• _Exercise prompt_
Output the opening lines of the records exactly. End with the line that contains "bucket, unknown context)".

Collected data entries
....

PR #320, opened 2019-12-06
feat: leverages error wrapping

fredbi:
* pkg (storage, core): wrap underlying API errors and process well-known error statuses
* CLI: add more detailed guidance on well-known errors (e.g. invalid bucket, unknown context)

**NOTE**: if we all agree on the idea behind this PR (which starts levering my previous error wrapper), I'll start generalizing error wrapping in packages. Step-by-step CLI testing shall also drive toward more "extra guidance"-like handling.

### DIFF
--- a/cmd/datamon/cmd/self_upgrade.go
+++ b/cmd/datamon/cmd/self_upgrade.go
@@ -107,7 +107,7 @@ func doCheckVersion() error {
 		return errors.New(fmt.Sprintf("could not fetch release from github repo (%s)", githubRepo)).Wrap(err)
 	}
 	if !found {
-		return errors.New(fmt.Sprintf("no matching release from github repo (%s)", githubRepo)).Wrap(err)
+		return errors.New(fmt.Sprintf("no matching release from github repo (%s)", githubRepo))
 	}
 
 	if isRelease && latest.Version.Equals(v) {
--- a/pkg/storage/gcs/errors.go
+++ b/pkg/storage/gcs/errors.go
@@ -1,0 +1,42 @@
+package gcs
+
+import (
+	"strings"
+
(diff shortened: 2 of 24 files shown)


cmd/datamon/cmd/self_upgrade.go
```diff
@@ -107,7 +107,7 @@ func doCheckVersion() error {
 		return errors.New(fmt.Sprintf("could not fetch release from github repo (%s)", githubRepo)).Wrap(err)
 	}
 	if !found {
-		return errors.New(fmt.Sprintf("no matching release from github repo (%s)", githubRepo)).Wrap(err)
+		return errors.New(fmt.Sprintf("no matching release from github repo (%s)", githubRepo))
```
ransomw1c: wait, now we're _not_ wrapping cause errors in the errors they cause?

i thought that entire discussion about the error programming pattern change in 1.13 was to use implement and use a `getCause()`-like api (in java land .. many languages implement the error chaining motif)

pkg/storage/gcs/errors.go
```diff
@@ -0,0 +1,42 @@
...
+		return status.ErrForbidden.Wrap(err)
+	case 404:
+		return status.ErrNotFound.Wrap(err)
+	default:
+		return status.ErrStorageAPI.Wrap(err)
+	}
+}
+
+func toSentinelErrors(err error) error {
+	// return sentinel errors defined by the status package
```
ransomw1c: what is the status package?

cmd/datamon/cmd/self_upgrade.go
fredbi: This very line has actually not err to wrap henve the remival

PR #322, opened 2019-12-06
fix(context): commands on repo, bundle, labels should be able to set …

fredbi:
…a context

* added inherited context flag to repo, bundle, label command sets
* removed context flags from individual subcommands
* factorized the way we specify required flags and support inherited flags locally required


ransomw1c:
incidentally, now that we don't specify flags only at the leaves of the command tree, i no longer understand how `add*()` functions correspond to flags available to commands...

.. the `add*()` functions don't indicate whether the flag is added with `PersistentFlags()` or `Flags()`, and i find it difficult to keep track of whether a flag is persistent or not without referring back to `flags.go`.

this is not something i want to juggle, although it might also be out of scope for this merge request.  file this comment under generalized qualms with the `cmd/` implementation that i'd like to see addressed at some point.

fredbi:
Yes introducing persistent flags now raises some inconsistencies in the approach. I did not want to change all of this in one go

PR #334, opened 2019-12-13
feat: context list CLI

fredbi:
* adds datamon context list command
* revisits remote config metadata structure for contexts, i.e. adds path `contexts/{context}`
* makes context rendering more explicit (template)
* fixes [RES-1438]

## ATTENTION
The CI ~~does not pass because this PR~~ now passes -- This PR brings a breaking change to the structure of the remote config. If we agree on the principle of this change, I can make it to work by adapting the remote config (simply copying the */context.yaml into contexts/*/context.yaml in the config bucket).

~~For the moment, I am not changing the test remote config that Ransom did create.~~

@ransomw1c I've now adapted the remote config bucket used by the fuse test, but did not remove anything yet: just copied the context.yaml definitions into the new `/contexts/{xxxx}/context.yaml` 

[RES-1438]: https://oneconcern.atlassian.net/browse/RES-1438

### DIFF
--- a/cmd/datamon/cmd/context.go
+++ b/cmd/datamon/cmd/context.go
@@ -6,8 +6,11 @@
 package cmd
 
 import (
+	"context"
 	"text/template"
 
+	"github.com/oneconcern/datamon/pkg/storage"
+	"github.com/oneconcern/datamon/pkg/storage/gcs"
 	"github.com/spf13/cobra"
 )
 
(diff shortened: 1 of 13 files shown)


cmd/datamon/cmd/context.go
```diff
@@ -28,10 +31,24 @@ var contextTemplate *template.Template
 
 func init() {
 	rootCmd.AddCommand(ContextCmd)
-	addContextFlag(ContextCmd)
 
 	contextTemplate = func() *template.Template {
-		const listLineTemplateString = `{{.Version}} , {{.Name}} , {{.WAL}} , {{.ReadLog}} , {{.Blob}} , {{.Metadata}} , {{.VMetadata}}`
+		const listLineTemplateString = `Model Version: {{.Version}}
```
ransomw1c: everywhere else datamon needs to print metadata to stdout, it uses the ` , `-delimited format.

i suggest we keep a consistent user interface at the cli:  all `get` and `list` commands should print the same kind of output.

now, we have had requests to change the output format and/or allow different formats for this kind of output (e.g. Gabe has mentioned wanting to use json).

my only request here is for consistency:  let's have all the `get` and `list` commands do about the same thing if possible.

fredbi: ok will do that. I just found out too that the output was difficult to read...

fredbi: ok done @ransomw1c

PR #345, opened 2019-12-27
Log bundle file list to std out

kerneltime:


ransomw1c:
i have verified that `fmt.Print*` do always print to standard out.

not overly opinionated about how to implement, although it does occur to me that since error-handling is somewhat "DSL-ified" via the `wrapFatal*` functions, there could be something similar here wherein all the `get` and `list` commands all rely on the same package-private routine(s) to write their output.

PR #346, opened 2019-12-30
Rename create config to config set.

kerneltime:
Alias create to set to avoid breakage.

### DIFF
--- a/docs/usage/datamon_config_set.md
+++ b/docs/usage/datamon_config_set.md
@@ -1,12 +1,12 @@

....

• _Exercise output_
PR #320, opened 2019-12-06
feat: leverages error wrapping

fredbi:
* pkg (storage, core): wrap underlying API errors and process well-known error statuses
* CLI: add more detailed guidance on well-known errors (e.g. invalid bucket, unknown context)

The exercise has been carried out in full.